LokiRequestLatency

LokiRequestLatency #

The {{ $labels.job }} {{ $labels.route }} is experiencing {{ printf “%.2f” $value }}s 99th percentile latency

Alert Rule
alert: LokiRequestLatency
annotations:
  description: |-
    The {{ $labels.job }} {{ $labels.route }} is experiencing {{ printf "%.2f" $value }}s 99th percentile latency
      VALUE = {{ $value }}
      LABELS = {{ $labels }}    
  runbook: https://srerun.github.io/prometheus-alerts/runbooks/loki-internal/lokirequestlatency/
  summary: Loki request latency (instance {{ $labels.instance }})
expr: (histogram_quantile(0.99, sum(rate(loki_request_duration_seconds_bucket{route!~"(?i).*tail.*"}[5m]))
  by (le)))  > 1
for: 5m
labels:
  severity: critical

Here is a sample runbook for the LokiRequestLatency alert:

Meaning #

The LokiRequestLatency alert is triggered when the 99th percentile request latency for Loki requests exceeds 1 second over a 5-minute window.
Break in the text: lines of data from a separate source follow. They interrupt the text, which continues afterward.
PR #166, opened 2016-09-29
WIP: Serialize collection view cell reloads

steam:
The generators, [ProfileGenerator](https://github.com/ello/ello-ios/blob/master/Sources/Controllers/Profile/ProfileGenerator.swift) and [PostDetailGenerator](https://github.com/ello/ello-ios/blob/master/Sources/Controllers/Stream/Detail/PostDetailGenerator.swift) are great... except when they are not. They speed up concurrent network request loading but have inadvertently affected other UI updates that occur in app. [StreamDataSource](https://github.com/ello/ello-ios/blob/master/Sources/Controllers/Stream/StreamDataSource.swift) is responsible for updating cells by reloading them when user interactions occur. We believe that loading of data, updating collection views and updates based on user interaction results in our data sources and collection views getting out of sync. 

This PR is the first step towards resynchronizing these three pieces of the system. The hope is that calls to reload index paths on the collection view will not double up by forcing them into an operation queue with a `maxConcurrentOperationCount` of 1. 

Thoughts @colinta?

### DIFF
--- a/Resources/Main.storyboard
+++ b/Resources/Main.storyboard
@@ -1,8 +1,8 @@
-<?xml version="1.0" encoding="UTF-8" standalone="no"?>
-<document type="com.apple.InterfaceBuilder3.CocoaTouch.Storyboard.XIB" version="3.0" toolsVersion="10117" systemVersion="15G31" targetRuntime="iOS.CocoaTouch" propertyAccessControl="none" useAutolayout="YES" useTraitCollections="YES">
+<?xml version="1.0" encoding="UTF-8"?>
+<document type="com.apple.InterfaceBuilder3.CocoaTouch.Storyboard.XIB" version="3.0" toolsVersion="11201" systemVersion="16A323" targetRuntime="iOS.CocoaTouch" propertyAccessControl="none" useAutolayout="YES" useTraitCollections="YES" colorMatched="YES">
     <dependencies>
-        <deployment identifier="iOS"/>
-        <plugIn identifier="com.apple.InterfaceBuilder.IBCocoaTouchPlugin" version="10085"/>
+        <plugIn identifier="com.apple.InterfaceBuilder.IBCocoaTouchPlugin" version="11161"/>
+        <capability name="documents saved in the Xcode 8 format" minToolsVersion="8.0"/>
     </dependencies>
     <scenes>
         <!--Ello Tab Bar Controller-->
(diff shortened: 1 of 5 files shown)


Resources/Main.storyboard
```diff
@@ -1,8 +1,8 @@
-<?xml version="1.0" encoding="UTF-8" standalone="no"?>
-<document type="com.apple.InterfaceBuilder3.CocoaTouch.Storyboard.XIB" version="3.0" toolsVersion="10117" systemVersion="15G31" targetRuntime="iOS.CocoaTouch" propertyAccessControl="none" useAutolayout="YES" useTraitCollections="YES">
+<?xml version="1.0" encoding="UTF-8"?>
+<document type="com.apple.InterfaceBuilder3.CocoaTouch.Storyboard.XIB" version="3.0" toolsVersion="11201" systemVersion="16A323" targetRuntime="iOS.CocoaTouch" propertyAccessControl="none" useAutolayout="YES" useTraitCollections="YES" colorMatched="YES">
     <dependencies>
-        <deployment identifier="iOS"/>
-        <plugIn identifier="com.apple.InterfaceBuilder.IBCocoaTouchPlugin" version="10085"/>
+        <plugIn identifier="com.apple.InterfaceBuilder.IBCocoaTouchPlugin" version="11161"/>
+        <capability name="documents saved in the Xcode 8 format" minToolsVersion="8.0"/>
```
colinta: Are all these storyboard changes intended?  Fine if they are, but they add noise if they're not.

Sources/Views/ElloCollectionView.swift
```diff
@@ -0,0 +1,27 @@
...
+            guard let sself = self else { return }
+            inForeground {
+                sself.performBatchUpdates({
+                    sself.reloadItemsAtIndexPaths(reloadPaths)
+                    }, completion: { _ in
+                        done()
+                })
+            }
+        })
+        queue.addOperation(operation)
```
colinta: Nice!  We could push this out, see if crashes decrease, then add to it w/ `removeItems` et al.

Resources/Main.storyboard
steam: Very noisy but there was one change needed (the reference to `ElloCollectionView`) so I decided to let all the bizarre crap that was changed be part of the PR.

Sources/Views/ElloCollectionView.swift
steam: Thats a good idea. Get it in a build today. I'll merge it if you don't have any other feedback or thoughts.

Resources/Main.storyboard
colinta: Ahh right.

PR #169, opened 2016-10-03
Adds `isCollaborateable` property to `User`

colinta:
Also added the button to `ProfileViewController`, but as an optional, until we add it to the upcoming `ProfileScreen`


Sources/Controllers/Profile/ProfileViewController.swift
```diff
@@ -311,6 +313,14 @@ public final class ProfileViewController: StreamableViewController {
         createPost(text: "\(user.atName) ", fromController: self)
     }
 
+    @IBAction func collaborateButtonTapped() {
+        guard let user = user else { return }
+
+        Tracker.sharedTracker.tappedHire(user)
```
steam: Should this be a new event? Something like `tappedCollaborate` maybe.

colinta:
OK, updated the tracking event - also added a `fatalError` as a form of "TODO" - the `HireViewController` needs to be updated to support collaboration.

colinta:
```Executed 2218 tests, with 0 failures (0 unexpected) in 294.558 (296.204) seconds```

PR #170, opened 2016-10-03
Adds `hasAutoWatchEnabled` property to `Profile`

colinta:
*AND* moves a bunch of "should be in Profile" properties out of `User`, into `Profile`.

This should be merged into `cg/add/is_collaborateable`, since it uses changes from that branch.


colinta:
```Executed 2218 tests, with 0 failures (0 unexpected) in 279.452 (281.398) seconds```

PR #177, opened 2016-10-07
Stubbed Profile Header Views

steam:
The intention here is to give us a foundation to work from. There are 6 `ProfileBaseView` subclasses as well as 6 size calculators. Currently the size calculators report back a hard coded value. We'll need to make them dynamic moving forward. Additionally, the presenter is _mostly_ commented out. This is in order get the app to compile. We'll need to add bits and pieces of the presenter back in as functionality is added to the `ProfileBaseViews`.

Ideally we'd merge this into `sd/feature/profiles-two-point-oh` before any other profiles work happens.


steam:
screen shot 2016-10-07 at 9 26 26 am

colinta:
My only comment/gripe is the names of some of these - before we etch them in stone can we toss around some alternatives for `ViewsView` and `ActivityView`? These two had me scratching my head afa what content they contained.

A little more self-documenting:

- TotalViewsView
- TotalCountView
- CountAndCategoryView

- ProfileStatsView
- ProfileCountsView

colinta:
And, since I'm being pedantic, how about `NameView` -> `NamesView`, since it contains username and full name.  (I called it `NamesView` in the branch where I started to work on that one)

Sources/Controllers/Profile/Calculators/ProfileLinksSizeCalculator.swift
```diff
@@ -0,0 +1,17 @@
+////
+///  ProfileLinksSizeCalculator.swift
+//
+
+import FutureKit
+
+
+public class ProfileLinksSizeCalculator: NSObject {
```
colinta: Why do they subclass `NSObject`?  Copy/paste artifact, or are we doing object identity or something?

Sources/Controllers/Profile/ProfileHeaderCell.swift
```diff
@@ -15,194 +15,213 @@ public protocol PostsTappedResponder {
...
+//    @IBOutlet weak var placeholders: UIView!
+//    @IBOutlet weak var nameLabel: ElloLabel!
+//    @IBOutlet weak var viewTopConstraint: NSLayoutConstraint!
+//    @IBOutlet weak var webViewHeightConstraint: NSLayoutConstraint!
+//    @IBOutlet weak var avatarWidthConstraint: NSLayoutConstraint!
+//    @IBOutlet weak var bioWebView: UIWebView!
+//    @IBOutlet weak var postsButton: TwoLineButton!
+//    @IBOutlet weak var followersButton: TwoLineButton!
+//    @IBOutlet weak var followingButton: TwoLineButton!
+//    @IBOutlet weak var lovesButton: TwoLineButton!
```
colinta: I vote that we `rm -f` this code.  If we need to reference it, we've got the git history.

Sources/Controllers/Stream/CellDequeing/ProfileHeaderCellPresenter.swift
```diff
@@ -17,85 +17,87 @@ public struct ProfileHeaderCellPresenter {
...
-                cell.lovesButton.enabled = false
-                cell.followersButton.enabled = false
-            }
         }
+
+//            cell.onWebContentReady { webView in
+//                let webViewHeight = webView.windowContentSize()?.height ?? 0
+//                let actualHeight = ProfileHeaderCellSizeCalculator.calculateHeightBasedOn(
+//                    webViewHeight: webViewHeight,
+//                    nameSize: cell.nameLabel.intrinsicContentSize(),
```
colinta: Same thing here - we've got github or `git checkout` to look at the old content, let's just dump it and green field it!

Sources/Controllers/Profile/Calculators/ProfileLinksSizeCalculator.swift
steam: Yes, an artifact due to the old `ProfileHeaderCellSizeCalculator` needing to be a `UIWebViewDelegate` I believe. I can remove them and make them structs for now.

Sources/Controllers/Profile/ProfileHeaderCell.swift
steam: 👍

Sources/Controllers/Stream/CellDequeing/ProfileHeaderCellPresenter.swift
steam: 👍, I'll do you one better and delete the cell storyboard as well!

colinta: Haha hell yeah!

steam:
The specs are definitely not going to pass on this one so I'm going to merge it so we can sail forth.

PR #179, opened 2016-10-10
Profile Avatar View

steam:
Layout and specs for the avatar section of `ProfileHeaderCell`. We'll likely want to take another pass at these once they're all done. 

screen shot 2016-10-10 at 3 25 40 pm


steam:
Executed 2239 tests, with 0 failures (0 unexpected) in 238.465 (239.840) seconds

colinta:
Fancy!  Reviewing now...

Sources/Controllers/Profile/Calculators/ProfileAvatarSizeCalculator.swift
```diff
@@ -9,7 +9,7 @@ public struct ProfileAvatarSizeCalculator {
 
     public func calculate(item: StreamCellItem) -> Future<CGFloat> {
         let promise = Promise<CGFloat>()
-        promise.completeWithSuccess(122)
+        promise.completeWithSuccess(255)
```
colinta: `255` should be written as `0b11111111` just because we can 😜

Sources/Controllers/Profile/ProfileHeaderCompactView.swift
```diff
@@ -6,7 +6,7 @@ public class ProfileHeaderCompactView: ProfileBaseView {
 
     public struct Size {
         static let avatarWidth: CGFloat = 122
-        static let avatarHeight: CGFloat = 122
+        static let avatarHeight: CGFloat = 255
```
colinta: `0xFF` (ok I'm done w/ that joke)

Sources/Controllers/Profile/Views/ProfileAvatarView.swift
```diff
@@ -4,48 +4,80 @@
...
 
         layoutIfNeeded()
     }
+
+    override public func layoutSubviews() {
+        super.layoutSubviews()
+        avatarImageView.layer.cornerRadius = Size.avatarWidth / 2
+    }
+
+    public func prepareForReuse() {
```
colinta: This could be called from `ProfileHeaderCompactView.swift`, or from `ProfileHeaderCell`

steam: Good call, I made a mental note to do this in the future but it would be good to get it going now. I'll add it to this PR.

Sources/Controllers/Profile/ProfileHeaderCompactView.swift
steam: :trollface:

Sources/Controllers/Profile/Views/ProfileAvatarView.swift
colinta: Cool!  I'll follow this pattern in the `ProfileStatsView` and update `NamesView`, too.

PR #183, opened 2016-10-11
Implements `ProfileBioView`

colinta:


steam:
Bummer, more of the async spec failures.

Sources/Controllers/Profile/Calculators/ProfileBioSizeCalculator.swift
```diff
@@ -5,13 +5,46 @@
 import FutureKit
 
 
-public struct ProfileBioSizeCalculator {
+public class ProfileBioSizeCalculator: NSObject {
+    let webView = UIWebView()
+    let promise = Promise<CGFloat>()
+    var strongSelf: ProfileBioSizeCalculator?
```
steam: Do we do this anywhere else in the app (at the class/type level)? I'm wondering if this is best kept alive at a higher level by `ProfileHeaderCellSizeCalculator`.

colinta: Removed!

This alert is critical, indicating a severe performance issue with Loki.

Impact #

  • High latency can cause delays in log processing and querying, leading to poor user experience and delayed insights.
  • This can also lead to increased memory usage and potential crashes in Loki components.
  • Services relying on Loki for logging and monitoring may be impacted, causing cascading failures.

Diagnosis #

To diagnose the root cause of this issue:

  1. Check the Loki instance(s) indicated in the alert label for any signs of high load, GC pauses, or resource contention.
  2. Investigate recent changes to the Loki configuration, deployed applications, or infrastructure that may be contributing to the increased latency.
  3. Review the Loki request logs to identify patterns or anomalies in the requests that may be causing the latency.
  4. Verify that the Loki cluster is properly sized and scaled to handle the current load.

Mitigation #

To mitigate this issue:

  1. Immediately investigate and address any underlying resource contention or configuration issues in the Loki instance(s).
  2. Consider scaling up or horizontally scaling the Loki cluster to handle the increased load.
  3. Optimize Loki configuration to improve performance, such as adjusting the ingestion rate, batch size, or query concurrency.
  4. Implement caching or other optimization techniques to reduce the load on Loki.
  5. Roll back recent changes to the Loki configuration or deployed applications if deemed necessary.
  6. Monitor the Loki request latency and adjust the alert threshold accordingly to ensure it is set to a reasonable value for the specific Loki deployment.